Being the girl that is falling for the boy is never easy.
You constantly text my phone telling me that you want to see me and hang out, even though we may not have sex we cuddle and that’s intimacy in its own. I’m tired of buying you food and being there for you like a girlfriend when you consistently tell me you aren't ready for a girlfriend. I am constantly feeling I’m getting slapped in the face because I’m doing all these things and getting nothing in return. Every day I feel myself liking you more which is just crazy because why would I even waste my time liking someone there isn’t a future with. I just want you to be honest with me and with yourself, tell me how you feel from your heart, stop just saying you aren’t ready. You are wasting time telling me you aren’t ready because while you are “getting ready” some guy somewhere else is telling me that he likes me and thinks I’m beautiful and wants to date me.

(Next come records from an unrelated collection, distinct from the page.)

PR #981, opened 2026-03-16
fix(core): Fix MediaUtils parse path extension

guanxuc:
## AgentScope-Java Version

1.0.11

## Description

* Closes: #977 
* Fix MediaUtils parse path extension

## Checklist

### DIFF
--- a/agentscope-core/src/main/java/io/agentscope/core/formatter/MediaUtils.java
+++ b/agentscope-core/src/main/java/io/agentscope/core/formatter/MediaUtils.java
@@ -354,22 +354,19 @@ public class MediaUtils {
             return "";
         }
 
-        boolean localFile = isLocalFile(path);
-
         Path fileNamePath;
-        if (localFile) {
-            // treat as file
-            fileNamePath = Paths.get(path).normalize().getFileName();
-        } else {
-            // treat as url
-            URI uri;
-            try {
-                uri = URI.create(path).normalize();
-            } catch (IllegalArgumentException e) {
-                log.error("Invalid URL: {}", path);
-                return "";
+        try {
+            if (isLocalFile(path)) {
+                // treat as file
+                fileNamePath = Paths.get(path).normalize().getFileName();
+            } else {
+                // treat as url
+                URI uri = URI.create(path).normalize();
+                fileNamePath = Paths.get(uri.getPath()).getFileName();
             }
-            fileNamePath = Paths.get(uri.getPath()).getFileName();
+        } catch (Exception e) {
+            log.warn("Invalid path: {}", path, e);
+            return "";
         }
 
         if (fileNamePath == null) {


agentscope-core/src/main/java/io/agentscope/core/formatter/MediaUtils.java
```diff
@@ -354,8 +355,22 @@ public static String getExtension(String path) {
         }
         int dotIndex = path.lastIndexOf('.');
         int slashIndex = Math.max(path.lastIndexOf('/'), path.lastIndexOf('\\'));
+
```
LearningGp, line 356: The logic fails when query params are present (e.g., ?v=2.0). We should probably strip or parse the query string first.
https://cdn.example.com/avatar.jpg?v=2.0

guanxuc:
@LearningGp Thanks for your review and good suggestion! I have fixed the code by strip the path.

agentscope-core/src/main/java/io/agentscope/core/formatter/MediaUtils.java
```diff
@@ -352,8 +353,22 @@ public static String getExtension(String path) {
         if (path == null) {
             return "";
         }
+
+        // Check for query string or fragment
+        Set<String> masks = Set.of("?", "&", "#");
```
LearningGp: This should be a static final constant.

guanxuc:
@LearningGp I have changed the parse code logic. Use `java.net.URI` to parse url path and use `java.nio.file.Path` to parse file path, I think that will be better, PTAL.

agentscope-core/src/main/java/io/agentscope/core/formatter/MediaUtils.java
```diff
@@ -349,14 +350,37 @@ public static String inferAudioFormatFromMediaType(String mediaType) {
...
+        }
+
+        if (fileNamePath == null) {
+            return "";
+        }
+
+        String fileName = fileNamePath.toString();
+        int dotIndex = fileName.lastIndexOf('.');
+        // Ensure the dot exists and is not the last character
+        if (dotIndex > -1 && dotIndex < path.length() - 1) {
```
LearningGp: Would it be more readable to change this to dotIndex > -1 && dotIndex < fileName.length() - 1?

agentscope-core/src/test/java/io/agentscope/core/formatter/MediaUtilsTest.java
LearningGp, line 1: Suggest consolidating the test cases to keep the suite concise.

guanxuc:
@LearningGp Thanks for your review, I've cleaned up the code completely.

agentscope-core/src/main/java/io/agentscope/core/formatter/MediaUtils.java
```diff
@@ -349,14 +350,37 @@ public static String inferAudioFormatFromMediaType(String mediaType) {
...
+        }
+
+        if (fileNamePath == null) {
+            return "";
+        }
+
+        String fileName = fileNamePath.toString();
+        int dotIndex = fileName.lastIndexOf('.');
+        // Ensure the dot exists and is not the last character
+        if (dotIndex != -1 && dotIndex < path.length() - 1) {
```
LearningGp: Is there a specific reason for using path.length() here rather than fileName.length()?

guanxuc: Oh, I will fix it, thanks for your point.

PR #1003, opened 2026-03-20
fix(dashscope): avoid 400 for non-streaming qwen3.5 multimodal requests

### LINKED ISSUE #984: [Bug]:Error when calling qwen3.5-plus
2026-03-17 17:28:00.920 [] [] [] [boundedElastic-1] DEBUG i.a.core.model.DashScopeHttpClient - DashScope request to https://dashscope.aliyuncs.com/api/v1/services/aigc/multimodal-generation/generation: {"model":"qwen3.5-plus",

io.agentscope.core.model.DashScopeHttpClient$DashScopeHttpException: DashScope API request failed with status 400
at io.agentscope.core.model.DashScopeHttpClient.call(DashScopeHttpClient.java:198)
at io.agentscope.core.model.DashScopeChatModel.lambda$streamWithHttpClient$1(DashScopeChatModel.java:288)

rrrjqy66:
Fixes #984
## AgentScope-Java Version

1.0.11

### Background

When `DashScopeChatModel` is used with `qwen3.5-plus` in non-streaming mode, DashScope may return HTTP 400.

At first glance this can look like an endpoint routing issue, but the multimodal endpoint is actually correct here. According to DashScope's Qwen 3.5 model behavior, `qwen3.5-plus` should still be treated as a multimodal model. The real problem is that Qwen 3.5 enables thinking by default, while thinking mode requires streaming. In the previous implementation, when `stream=false` and `enableThinking` was not explicitly set, the request did not explicitly disable thinking, which could cause DashScope to reject the request.

## Checklist

### DIFF
--- a/agentscope-extensions/agentscope-extensions-mem0/src/main/java/io/agentscope/core/memory/mem0/Mem0ApiType.java
+++ b/agentscope-extensions/agentscope-extensions-mem0/src/main/java/io/agentscope/core/memory/mem0/Mem0ApiType.java
@@ -18,10 +18,12 @@ package io.agentscope.core.memory.mem0;
 /**
  * Enumeration of Mem0 API deployment types.
  *
- * <p>Mem0 provides two deployment options with different API endpoints:
+ * <p>Mem0 provides two deployment options with different API endpoints and authentication:
  * <ul>
- *   <li><b>PLATFORM</b>: Official cloud service with endpoints /v1/memories/ and /v2/memories/search/</li>
- *   <li><b>SELF_HOSTED</b>: Self-deployed service with endpoints /memories and /search</li>
+ *   <li><b>PLATFORM</b>: Official cloud service with endpoints /v1/memories/ and /v2/memories/search/,
+ *       using {@code Authorization: Token <apiKey>} header</li>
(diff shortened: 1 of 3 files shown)


agentscope-core/src/test/java/io/agentscope/core/model/DashScopeChatModelTest.java
```diff
@@ -746,6 +768,69 @@ void testDoNonStreamErrorHandling() throws Exception {
...
+        Map<String, Object> parameters = (Map<String, Object>) requestBody.get("parameters");
+        Map<String, Object> input = (Map<String, Object>) requestBody.get("input");
+        List<Map<String, Object>> messages = (List<Map<String, Object>>) input.get("messages");
+        Map<String, Object> firstMessage = messages.get(0);
+        List<Map<String, Object>> content = (List<Map<String, Object>>) firstMessage.get("content");
+
+        assertEquals(Boolean.FALSE, parameters.get("enable_thinking"));
+        assertEquals("test", content.get(0).get("text"));
+
+        mockServer.shutdown();
```
LearningGp: Wrap shutdown() in a try-finally block to prevent resource leaks if an assertion fails.

LearningGp:
I’m unable to reproduce this issue. Could you please provide a minimal reproducible example?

I’m not asking for much, but I at least want exclusivity because you ask me for all these things but in return you give me nothing.
You can go out today and sleep with someone new and I wouldn’t have the right to care and I don’t like that. You mean the world to me so I want to have the right to care. I want you to want to be claimed, not be force it on you. You are with me constantly anyway, what would be so bad about being my boyfriend? Are you ashamed of me for some reason? If you can sleep with me in private, why can’t you claim me in public? Being the girl that is falling for the boy is never easy, and it is especially not easy when the boy doesn’t feel the same way.